§ PROBLEM REQUIREMENTS
Each line below that contains "classes" should be counted; give the total alone.

Collected data
● ● ●

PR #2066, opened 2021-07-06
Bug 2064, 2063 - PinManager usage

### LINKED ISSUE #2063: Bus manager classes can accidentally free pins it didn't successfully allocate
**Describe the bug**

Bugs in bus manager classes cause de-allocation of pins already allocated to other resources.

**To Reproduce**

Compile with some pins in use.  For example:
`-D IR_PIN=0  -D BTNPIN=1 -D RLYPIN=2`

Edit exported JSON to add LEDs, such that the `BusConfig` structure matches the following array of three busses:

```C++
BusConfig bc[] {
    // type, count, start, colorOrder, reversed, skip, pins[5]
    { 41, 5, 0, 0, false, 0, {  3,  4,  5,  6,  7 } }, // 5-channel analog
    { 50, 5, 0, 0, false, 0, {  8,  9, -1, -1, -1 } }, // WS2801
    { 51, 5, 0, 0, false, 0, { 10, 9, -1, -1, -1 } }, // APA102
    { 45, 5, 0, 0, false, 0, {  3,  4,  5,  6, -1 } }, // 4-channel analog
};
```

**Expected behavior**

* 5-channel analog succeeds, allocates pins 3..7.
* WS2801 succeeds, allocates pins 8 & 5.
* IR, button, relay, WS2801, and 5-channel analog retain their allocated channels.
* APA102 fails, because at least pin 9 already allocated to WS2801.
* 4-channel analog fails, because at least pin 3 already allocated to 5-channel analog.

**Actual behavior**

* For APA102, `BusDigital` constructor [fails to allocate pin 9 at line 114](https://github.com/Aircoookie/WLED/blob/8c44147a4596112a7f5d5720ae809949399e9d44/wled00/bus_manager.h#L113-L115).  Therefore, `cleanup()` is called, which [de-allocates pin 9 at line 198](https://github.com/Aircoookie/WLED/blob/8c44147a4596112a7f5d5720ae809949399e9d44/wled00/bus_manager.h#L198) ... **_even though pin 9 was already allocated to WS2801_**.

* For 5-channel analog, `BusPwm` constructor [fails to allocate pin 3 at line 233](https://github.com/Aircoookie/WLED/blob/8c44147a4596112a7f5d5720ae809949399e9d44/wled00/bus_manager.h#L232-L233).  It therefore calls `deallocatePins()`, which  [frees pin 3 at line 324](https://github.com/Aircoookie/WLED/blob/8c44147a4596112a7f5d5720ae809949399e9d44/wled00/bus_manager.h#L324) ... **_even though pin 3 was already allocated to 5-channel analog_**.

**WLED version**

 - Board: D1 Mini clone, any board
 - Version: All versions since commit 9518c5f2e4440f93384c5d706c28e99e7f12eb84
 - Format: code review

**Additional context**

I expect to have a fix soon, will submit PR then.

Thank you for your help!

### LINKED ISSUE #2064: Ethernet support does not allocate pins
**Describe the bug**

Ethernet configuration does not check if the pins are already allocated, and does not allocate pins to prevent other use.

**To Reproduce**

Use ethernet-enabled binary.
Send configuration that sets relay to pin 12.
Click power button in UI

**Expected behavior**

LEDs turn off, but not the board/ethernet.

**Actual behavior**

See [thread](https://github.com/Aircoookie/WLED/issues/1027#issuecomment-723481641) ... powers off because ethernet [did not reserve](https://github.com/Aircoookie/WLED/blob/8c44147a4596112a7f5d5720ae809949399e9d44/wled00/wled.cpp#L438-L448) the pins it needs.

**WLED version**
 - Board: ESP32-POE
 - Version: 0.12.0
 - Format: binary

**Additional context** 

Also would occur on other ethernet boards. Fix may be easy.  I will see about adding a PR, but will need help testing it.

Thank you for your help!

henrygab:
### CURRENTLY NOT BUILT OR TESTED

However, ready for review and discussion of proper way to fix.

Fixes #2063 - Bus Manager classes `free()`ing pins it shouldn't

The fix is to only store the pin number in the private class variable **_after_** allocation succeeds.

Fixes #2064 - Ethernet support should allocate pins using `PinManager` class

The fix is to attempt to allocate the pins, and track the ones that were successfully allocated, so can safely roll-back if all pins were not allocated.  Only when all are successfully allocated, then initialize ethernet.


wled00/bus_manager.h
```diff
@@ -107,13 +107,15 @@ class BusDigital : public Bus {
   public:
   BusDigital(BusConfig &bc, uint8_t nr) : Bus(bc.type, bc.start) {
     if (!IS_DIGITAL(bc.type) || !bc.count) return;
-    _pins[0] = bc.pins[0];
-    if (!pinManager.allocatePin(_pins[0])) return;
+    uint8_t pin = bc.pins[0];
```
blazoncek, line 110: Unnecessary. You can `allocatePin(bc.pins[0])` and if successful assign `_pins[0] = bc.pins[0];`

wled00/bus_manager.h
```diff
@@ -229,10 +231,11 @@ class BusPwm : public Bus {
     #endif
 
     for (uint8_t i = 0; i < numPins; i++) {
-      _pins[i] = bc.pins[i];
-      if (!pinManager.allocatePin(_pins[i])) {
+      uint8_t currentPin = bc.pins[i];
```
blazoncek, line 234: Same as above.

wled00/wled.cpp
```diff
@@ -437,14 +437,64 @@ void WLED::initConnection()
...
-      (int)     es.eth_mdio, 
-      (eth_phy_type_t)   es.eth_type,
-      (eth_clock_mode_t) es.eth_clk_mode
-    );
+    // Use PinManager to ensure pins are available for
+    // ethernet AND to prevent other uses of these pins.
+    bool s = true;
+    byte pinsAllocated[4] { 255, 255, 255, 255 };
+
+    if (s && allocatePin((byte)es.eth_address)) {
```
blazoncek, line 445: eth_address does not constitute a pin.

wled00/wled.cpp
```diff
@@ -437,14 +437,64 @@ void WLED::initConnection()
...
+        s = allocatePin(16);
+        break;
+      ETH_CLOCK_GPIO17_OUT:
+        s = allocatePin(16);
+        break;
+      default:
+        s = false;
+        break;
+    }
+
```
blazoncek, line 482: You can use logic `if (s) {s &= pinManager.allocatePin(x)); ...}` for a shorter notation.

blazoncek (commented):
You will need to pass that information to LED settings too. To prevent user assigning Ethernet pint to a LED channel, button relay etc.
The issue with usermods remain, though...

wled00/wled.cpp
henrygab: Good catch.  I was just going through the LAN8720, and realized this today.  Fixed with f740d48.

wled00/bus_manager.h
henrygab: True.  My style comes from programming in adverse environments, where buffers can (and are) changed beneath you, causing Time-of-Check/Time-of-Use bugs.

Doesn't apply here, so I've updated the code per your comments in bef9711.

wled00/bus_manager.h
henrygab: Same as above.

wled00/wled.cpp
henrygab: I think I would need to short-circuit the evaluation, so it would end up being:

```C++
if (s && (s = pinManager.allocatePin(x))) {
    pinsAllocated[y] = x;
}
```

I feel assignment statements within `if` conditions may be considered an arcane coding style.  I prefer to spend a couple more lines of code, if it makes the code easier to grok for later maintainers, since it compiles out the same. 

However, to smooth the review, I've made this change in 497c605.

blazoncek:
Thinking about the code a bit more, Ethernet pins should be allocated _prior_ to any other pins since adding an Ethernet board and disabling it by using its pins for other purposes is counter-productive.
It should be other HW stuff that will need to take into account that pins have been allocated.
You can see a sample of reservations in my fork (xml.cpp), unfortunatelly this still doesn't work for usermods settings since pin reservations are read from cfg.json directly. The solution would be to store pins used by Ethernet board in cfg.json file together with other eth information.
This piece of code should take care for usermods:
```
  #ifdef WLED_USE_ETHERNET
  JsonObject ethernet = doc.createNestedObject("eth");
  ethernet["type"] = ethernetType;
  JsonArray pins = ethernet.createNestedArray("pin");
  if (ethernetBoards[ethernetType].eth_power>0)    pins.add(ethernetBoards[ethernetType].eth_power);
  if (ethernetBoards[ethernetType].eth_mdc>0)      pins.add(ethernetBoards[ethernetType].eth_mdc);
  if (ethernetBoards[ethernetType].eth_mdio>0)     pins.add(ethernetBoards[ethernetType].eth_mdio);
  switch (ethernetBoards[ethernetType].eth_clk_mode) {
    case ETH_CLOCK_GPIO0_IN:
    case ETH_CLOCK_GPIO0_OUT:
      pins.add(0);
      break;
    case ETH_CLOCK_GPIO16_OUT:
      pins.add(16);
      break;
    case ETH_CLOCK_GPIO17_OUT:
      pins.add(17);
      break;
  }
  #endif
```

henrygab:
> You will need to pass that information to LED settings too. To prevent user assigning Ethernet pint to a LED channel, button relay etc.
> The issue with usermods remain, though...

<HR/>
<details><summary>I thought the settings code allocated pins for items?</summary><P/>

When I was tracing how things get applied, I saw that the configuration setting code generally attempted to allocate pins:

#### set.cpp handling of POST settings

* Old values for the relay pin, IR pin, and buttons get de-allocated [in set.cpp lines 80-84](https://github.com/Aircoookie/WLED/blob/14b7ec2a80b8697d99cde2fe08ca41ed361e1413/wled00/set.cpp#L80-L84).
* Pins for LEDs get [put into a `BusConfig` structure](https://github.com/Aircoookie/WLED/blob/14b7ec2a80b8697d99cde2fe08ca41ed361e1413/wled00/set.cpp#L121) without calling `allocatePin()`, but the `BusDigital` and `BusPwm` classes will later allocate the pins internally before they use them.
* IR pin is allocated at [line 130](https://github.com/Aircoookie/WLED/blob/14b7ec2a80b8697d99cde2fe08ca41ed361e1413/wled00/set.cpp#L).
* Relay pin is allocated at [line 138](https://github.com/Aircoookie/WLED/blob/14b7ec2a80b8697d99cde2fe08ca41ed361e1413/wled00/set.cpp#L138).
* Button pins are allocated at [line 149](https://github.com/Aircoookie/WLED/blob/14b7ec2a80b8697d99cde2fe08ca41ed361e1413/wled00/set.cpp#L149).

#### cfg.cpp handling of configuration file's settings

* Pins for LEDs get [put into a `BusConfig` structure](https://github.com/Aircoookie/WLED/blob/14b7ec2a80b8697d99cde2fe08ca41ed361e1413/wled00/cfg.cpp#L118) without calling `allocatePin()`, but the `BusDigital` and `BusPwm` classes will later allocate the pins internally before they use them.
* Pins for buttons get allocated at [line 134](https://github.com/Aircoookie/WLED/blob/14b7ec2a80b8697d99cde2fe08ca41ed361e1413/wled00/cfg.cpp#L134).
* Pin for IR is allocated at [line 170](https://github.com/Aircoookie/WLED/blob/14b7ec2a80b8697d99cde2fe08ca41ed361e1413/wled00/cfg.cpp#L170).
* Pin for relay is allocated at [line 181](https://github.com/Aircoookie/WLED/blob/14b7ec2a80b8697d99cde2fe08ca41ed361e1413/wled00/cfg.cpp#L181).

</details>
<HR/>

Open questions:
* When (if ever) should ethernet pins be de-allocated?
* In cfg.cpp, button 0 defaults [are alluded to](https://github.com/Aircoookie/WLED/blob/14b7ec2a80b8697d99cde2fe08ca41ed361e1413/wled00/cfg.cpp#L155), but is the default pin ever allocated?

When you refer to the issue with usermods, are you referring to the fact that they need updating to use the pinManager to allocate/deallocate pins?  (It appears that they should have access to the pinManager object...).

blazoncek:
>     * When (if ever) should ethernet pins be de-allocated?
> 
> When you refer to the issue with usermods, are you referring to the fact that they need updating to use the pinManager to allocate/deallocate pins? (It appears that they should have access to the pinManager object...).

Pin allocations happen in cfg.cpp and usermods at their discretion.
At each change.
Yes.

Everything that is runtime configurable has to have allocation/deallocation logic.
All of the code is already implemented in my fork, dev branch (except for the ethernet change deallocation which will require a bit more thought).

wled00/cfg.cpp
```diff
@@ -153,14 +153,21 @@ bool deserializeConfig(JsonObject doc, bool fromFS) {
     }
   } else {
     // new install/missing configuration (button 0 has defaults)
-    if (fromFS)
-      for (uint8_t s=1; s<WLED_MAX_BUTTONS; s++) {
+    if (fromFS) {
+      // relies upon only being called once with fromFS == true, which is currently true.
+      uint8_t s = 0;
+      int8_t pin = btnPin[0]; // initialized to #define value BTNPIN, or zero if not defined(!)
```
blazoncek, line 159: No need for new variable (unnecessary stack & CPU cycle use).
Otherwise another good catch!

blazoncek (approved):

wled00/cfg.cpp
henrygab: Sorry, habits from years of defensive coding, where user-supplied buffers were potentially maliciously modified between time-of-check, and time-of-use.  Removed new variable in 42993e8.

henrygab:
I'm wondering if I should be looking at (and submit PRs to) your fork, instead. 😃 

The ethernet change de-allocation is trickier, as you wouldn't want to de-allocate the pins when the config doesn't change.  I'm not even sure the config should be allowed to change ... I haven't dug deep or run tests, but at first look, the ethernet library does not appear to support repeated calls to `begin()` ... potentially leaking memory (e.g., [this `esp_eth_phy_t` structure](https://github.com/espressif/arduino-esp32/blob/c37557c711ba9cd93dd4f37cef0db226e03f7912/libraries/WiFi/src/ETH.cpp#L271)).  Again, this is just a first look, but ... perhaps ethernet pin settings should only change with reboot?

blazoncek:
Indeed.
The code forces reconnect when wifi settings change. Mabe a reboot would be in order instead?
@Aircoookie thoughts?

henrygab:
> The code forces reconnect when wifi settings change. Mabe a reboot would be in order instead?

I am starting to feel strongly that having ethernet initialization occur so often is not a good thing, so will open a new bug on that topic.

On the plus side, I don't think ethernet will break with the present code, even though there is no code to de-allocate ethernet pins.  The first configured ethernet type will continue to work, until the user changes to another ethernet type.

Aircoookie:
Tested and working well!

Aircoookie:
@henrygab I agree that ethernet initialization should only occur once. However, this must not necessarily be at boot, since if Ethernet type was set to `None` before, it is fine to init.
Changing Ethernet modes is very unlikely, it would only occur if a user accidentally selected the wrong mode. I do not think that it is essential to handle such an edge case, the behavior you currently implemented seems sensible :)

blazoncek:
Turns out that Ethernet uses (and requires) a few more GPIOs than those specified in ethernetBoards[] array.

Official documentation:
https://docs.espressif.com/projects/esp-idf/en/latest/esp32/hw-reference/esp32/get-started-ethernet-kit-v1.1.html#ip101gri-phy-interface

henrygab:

● ● ●

§ ANSWER BELOW
5